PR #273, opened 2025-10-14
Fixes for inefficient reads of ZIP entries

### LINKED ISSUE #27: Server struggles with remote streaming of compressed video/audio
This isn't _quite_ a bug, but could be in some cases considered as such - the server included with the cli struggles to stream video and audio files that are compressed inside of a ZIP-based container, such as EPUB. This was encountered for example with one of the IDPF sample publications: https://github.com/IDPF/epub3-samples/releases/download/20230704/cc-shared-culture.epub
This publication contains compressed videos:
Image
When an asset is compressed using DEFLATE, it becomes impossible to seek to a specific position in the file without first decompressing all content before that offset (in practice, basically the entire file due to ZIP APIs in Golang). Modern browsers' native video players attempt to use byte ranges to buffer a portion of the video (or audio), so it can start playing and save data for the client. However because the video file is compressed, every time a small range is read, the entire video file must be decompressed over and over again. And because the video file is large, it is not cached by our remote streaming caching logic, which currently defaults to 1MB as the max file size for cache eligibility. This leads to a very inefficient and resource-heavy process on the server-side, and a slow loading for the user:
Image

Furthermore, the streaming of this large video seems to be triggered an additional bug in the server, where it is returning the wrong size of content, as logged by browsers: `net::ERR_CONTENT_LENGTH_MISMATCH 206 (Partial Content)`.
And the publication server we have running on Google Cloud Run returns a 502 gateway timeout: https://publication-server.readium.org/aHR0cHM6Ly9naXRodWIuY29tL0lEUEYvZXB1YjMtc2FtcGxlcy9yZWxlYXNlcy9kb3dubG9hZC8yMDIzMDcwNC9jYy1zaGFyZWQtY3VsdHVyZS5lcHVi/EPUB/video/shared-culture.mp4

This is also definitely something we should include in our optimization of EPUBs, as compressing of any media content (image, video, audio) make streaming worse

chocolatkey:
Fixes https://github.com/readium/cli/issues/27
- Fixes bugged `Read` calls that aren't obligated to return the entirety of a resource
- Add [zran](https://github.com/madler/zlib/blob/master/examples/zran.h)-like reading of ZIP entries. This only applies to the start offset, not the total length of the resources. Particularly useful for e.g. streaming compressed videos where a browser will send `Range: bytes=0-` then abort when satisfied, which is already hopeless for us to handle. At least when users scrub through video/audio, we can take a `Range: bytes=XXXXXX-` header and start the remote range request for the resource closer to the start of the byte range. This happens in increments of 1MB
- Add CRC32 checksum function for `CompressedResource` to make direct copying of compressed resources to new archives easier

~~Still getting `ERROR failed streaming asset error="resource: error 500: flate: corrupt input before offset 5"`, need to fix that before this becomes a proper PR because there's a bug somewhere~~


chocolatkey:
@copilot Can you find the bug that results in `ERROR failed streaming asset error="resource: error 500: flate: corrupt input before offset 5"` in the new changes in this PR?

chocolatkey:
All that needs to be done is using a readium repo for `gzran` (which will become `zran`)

...

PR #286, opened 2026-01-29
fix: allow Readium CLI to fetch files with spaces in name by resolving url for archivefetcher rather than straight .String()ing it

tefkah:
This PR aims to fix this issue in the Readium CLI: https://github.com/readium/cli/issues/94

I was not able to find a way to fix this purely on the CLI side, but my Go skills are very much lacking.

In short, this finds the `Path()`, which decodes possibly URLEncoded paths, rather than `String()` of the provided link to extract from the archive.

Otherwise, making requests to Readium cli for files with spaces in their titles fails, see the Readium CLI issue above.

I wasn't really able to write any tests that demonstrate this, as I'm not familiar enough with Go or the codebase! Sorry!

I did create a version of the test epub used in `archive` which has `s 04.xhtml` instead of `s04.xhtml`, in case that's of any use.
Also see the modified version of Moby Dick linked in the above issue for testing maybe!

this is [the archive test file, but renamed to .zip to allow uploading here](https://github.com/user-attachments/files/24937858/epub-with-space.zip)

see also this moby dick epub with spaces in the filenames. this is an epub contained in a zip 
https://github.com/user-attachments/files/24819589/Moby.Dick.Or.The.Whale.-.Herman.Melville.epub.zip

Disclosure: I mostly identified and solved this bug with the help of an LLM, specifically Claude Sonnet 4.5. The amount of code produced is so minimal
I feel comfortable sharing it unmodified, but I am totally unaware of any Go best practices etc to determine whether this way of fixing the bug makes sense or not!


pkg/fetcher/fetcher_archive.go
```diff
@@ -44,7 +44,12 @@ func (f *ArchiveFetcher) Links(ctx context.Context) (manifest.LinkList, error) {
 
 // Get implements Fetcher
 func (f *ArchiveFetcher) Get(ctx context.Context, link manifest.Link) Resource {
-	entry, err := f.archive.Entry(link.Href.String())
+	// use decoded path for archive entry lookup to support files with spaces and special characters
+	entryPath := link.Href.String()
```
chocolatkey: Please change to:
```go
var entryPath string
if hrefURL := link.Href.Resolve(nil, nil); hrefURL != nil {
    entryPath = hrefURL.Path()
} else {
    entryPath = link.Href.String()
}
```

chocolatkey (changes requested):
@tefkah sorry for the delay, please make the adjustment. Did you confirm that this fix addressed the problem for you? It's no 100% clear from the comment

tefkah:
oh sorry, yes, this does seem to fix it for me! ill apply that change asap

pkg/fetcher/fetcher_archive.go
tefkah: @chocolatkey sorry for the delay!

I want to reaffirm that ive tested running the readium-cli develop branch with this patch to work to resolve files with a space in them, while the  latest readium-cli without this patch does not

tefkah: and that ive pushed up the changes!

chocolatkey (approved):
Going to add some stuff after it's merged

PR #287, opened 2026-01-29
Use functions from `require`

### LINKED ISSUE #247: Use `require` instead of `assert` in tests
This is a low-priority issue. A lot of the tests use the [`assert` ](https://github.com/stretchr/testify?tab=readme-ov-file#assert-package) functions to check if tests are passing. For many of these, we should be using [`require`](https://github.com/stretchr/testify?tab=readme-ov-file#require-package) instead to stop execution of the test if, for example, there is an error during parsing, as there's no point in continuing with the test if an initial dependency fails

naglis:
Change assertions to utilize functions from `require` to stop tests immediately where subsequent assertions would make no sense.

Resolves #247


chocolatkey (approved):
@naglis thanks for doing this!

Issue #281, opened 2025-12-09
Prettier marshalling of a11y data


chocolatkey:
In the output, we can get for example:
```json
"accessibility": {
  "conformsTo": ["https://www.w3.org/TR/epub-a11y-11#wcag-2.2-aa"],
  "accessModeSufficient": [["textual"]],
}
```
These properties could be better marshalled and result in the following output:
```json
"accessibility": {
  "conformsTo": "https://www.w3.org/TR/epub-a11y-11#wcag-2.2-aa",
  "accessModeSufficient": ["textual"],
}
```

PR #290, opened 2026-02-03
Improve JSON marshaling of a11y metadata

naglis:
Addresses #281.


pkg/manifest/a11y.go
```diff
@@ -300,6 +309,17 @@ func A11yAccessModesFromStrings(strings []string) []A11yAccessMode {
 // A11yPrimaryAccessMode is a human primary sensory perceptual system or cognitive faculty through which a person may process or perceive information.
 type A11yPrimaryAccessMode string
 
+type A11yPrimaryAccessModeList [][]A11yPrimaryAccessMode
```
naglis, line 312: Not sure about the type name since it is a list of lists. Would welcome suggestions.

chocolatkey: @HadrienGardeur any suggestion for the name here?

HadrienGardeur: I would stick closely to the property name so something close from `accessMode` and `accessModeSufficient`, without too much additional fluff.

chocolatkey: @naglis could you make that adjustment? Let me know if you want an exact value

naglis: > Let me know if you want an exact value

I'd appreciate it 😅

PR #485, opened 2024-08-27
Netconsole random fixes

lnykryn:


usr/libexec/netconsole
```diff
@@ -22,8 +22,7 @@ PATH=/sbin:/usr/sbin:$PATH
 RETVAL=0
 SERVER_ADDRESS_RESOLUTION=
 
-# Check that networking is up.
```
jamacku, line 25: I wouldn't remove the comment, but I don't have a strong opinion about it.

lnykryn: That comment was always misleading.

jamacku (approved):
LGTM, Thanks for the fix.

==

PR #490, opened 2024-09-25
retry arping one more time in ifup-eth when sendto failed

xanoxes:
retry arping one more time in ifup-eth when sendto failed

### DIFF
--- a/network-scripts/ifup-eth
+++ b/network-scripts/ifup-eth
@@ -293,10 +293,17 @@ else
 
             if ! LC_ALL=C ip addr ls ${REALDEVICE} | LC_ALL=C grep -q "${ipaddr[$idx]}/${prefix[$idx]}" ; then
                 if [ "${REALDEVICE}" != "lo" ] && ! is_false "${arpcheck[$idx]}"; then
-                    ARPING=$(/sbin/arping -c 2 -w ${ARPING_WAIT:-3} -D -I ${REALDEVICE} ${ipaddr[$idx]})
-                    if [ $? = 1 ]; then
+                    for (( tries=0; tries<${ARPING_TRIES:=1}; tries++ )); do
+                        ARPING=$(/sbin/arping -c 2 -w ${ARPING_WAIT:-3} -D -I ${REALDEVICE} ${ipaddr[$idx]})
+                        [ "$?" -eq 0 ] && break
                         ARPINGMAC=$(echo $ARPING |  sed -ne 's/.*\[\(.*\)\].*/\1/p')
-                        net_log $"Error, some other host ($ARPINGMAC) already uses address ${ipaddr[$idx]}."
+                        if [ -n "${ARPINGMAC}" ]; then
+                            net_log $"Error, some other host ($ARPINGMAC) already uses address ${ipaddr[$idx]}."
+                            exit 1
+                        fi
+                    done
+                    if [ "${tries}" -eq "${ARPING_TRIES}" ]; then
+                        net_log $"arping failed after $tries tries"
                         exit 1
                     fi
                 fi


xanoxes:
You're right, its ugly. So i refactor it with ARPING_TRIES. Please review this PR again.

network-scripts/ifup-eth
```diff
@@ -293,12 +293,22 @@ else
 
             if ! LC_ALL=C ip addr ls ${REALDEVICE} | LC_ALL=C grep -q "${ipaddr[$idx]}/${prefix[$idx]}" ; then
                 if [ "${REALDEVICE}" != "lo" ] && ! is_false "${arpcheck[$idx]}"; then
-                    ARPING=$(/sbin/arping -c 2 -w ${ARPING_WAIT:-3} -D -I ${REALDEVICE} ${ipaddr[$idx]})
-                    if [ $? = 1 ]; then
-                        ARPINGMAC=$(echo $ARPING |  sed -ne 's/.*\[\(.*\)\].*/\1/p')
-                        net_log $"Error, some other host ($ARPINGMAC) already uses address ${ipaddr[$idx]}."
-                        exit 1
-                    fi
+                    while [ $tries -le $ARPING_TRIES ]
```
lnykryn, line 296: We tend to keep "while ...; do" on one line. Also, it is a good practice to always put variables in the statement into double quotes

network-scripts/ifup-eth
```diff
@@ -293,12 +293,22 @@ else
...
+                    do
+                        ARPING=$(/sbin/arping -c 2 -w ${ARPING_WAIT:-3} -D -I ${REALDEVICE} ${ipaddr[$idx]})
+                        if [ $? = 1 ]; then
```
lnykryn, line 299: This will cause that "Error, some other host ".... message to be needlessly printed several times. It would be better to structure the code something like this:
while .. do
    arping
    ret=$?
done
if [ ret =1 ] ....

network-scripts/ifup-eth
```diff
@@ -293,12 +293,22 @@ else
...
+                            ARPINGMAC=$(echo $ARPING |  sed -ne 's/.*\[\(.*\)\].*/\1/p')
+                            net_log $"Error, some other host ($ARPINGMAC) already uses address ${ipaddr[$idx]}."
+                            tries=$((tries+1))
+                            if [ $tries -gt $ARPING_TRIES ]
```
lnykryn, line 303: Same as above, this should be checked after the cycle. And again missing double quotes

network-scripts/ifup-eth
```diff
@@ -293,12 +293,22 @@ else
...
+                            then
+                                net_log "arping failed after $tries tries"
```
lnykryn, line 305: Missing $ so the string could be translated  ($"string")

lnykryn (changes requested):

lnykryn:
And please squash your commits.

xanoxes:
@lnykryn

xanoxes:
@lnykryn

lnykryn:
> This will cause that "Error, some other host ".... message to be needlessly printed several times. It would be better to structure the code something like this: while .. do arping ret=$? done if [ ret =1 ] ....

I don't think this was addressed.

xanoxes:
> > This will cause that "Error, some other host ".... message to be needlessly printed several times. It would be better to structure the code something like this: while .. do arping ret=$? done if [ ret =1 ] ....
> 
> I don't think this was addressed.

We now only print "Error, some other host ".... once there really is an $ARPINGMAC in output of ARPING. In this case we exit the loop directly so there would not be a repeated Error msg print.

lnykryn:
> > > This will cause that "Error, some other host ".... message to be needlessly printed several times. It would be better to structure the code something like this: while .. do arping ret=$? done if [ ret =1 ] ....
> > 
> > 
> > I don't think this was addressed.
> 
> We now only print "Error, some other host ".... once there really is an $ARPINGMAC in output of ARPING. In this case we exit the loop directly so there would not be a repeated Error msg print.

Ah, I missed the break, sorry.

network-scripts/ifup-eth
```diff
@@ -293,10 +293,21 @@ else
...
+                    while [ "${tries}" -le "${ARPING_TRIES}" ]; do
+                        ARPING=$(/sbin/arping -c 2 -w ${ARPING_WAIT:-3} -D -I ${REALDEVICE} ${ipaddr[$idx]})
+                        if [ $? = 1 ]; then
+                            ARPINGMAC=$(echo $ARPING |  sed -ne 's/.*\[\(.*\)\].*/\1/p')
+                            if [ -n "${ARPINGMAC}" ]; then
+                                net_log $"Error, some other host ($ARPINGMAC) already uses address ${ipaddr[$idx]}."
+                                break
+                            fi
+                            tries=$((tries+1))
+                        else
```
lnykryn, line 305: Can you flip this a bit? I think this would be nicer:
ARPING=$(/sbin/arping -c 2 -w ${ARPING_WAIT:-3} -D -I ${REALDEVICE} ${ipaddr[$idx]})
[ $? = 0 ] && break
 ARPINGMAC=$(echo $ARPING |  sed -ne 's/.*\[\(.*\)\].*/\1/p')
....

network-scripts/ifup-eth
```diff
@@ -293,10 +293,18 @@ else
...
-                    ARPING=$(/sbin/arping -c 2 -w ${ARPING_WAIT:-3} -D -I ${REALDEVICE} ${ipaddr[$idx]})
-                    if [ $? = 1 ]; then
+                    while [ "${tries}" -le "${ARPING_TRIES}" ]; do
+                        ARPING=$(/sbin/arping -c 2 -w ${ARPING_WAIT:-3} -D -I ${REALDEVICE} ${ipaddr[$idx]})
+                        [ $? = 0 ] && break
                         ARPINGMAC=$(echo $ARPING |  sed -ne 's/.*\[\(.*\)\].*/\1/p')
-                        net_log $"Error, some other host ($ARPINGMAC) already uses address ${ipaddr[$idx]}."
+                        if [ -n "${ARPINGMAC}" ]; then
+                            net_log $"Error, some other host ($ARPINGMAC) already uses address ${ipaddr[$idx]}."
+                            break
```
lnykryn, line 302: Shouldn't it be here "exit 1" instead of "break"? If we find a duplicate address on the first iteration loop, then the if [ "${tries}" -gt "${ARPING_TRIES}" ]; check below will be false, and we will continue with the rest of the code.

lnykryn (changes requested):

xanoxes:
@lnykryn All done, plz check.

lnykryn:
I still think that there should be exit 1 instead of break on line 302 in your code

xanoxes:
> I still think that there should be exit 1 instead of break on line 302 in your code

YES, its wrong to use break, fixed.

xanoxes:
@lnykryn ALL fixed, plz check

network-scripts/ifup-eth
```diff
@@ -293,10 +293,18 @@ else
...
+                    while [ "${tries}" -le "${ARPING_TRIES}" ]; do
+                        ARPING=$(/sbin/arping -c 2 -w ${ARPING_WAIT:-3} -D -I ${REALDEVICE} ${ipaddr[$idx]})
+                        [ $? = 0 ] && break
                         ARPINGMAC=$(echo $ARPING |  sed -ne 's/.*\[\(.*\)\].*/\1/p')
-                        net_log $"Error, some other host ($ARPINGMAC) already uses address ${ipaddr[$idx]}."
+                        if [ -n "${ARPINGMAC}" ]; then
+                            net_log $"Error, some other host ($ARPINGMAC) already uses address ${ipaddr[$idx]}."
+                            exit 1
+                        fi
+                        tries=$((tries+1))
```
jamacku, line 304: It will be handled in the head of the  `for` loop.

* **Directions**:
Say the number of lines in the records above that include the string "struggles", and no more.

* **Expected answer**:
2